— DATA EXCERPTS —

= Beginning of Section =

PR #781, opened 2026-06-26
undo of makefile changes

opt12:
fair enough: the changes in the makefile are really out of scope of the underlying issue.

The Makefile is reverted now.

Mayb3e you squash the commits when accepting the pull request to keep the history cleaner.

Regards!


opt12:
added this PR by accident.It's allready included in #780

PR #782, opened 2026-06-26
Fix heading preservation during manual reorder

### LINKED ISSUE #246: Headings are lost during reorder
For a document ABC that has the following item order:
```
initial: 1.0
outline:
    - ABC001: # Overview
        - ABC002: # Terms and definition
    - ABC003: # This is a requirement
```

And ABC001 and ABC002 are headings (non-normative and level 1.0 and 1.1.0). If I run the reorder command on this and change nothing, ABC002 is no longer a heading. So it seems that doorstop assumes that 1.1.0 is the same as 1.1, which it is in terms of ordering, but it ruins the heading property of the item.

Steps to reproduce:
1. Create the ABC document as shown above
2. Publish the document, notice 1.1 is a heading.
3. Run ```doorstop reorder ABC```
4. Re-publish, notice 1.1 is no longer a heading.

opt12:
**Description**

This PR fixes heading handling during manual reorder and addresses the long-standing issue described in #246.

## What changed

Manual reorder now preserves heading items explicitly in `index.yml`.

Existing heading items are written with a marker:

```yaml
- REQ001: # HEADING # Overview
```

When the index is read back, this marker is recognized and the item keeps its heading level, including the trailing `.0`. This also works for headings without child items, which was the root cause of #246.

= End of Section =
= Beginning of Section =

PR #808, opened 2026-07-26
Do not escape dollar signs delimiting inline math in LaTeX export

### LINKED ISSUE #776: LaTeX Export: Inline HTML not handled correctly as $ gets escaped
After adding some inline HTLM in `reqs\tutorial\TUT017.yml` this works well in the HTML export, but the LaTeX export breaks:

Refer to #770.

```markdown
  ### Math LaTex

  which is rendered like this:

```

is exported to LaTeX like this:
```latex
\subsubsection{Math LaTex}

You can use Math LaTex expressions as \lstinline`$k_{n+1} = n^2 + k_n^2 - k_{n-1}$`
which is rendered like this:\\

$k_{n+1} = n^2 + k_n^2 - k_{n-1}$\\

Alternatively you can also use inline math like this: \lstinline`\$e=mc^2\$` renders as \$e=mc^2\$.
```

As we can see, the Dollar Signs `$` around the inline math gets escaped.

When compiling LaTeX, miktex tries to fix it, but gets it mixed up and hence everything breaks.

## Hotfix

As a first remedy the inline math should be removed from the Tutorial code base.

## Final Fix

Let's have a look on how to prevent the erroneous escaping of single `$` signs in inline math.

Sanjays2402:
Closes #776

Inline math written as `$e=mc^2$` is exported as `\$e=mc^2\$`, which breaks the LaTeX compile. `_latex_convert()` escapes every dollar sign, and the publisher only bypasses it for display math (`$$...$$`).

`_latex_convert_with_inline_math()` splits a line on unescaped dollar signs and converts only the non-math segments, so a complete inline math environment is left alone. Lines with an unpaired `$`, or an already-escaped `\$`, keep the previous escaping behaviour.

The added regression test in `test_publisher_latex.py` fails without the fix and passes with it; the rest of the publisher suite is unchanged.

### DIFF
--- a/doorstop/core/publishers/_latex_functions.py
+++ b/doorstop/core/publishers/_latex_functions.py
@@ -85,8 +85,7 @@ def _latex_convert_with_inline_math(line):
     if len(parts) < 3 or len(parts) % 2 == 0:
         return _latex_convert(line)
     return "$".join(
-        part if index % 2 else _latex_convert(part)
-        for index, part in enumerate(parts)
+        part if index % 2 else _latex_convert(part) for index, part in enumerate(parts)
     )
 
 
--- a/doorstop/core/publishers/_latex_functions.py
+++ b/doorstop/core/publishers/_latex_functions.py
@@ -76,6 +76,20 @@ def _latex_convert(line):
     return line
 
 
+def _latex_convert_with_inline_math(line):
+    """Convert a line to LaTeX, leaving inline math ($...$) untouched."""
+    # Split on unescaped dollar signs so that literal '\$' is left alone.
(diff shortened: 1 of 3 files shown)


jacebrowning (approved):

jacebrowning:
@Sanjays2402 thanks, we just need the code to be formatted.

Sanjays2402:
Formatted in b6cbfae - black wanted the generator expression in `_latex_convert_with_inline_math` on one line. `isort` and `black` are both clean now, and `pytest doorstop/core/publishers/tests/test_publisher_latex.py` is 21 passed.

= End of Section =

Pull out each line of the records holding the string "exported".

is exported to LaTeX like this:
Inline math written as `$e=mc^2$` is exported as `\$e=mc^2\$`, which breaks the LaTeX compile. `_latex_convert()` escapes every dollar sign, and the publisher only bypasses it for display math (`$$...$$`).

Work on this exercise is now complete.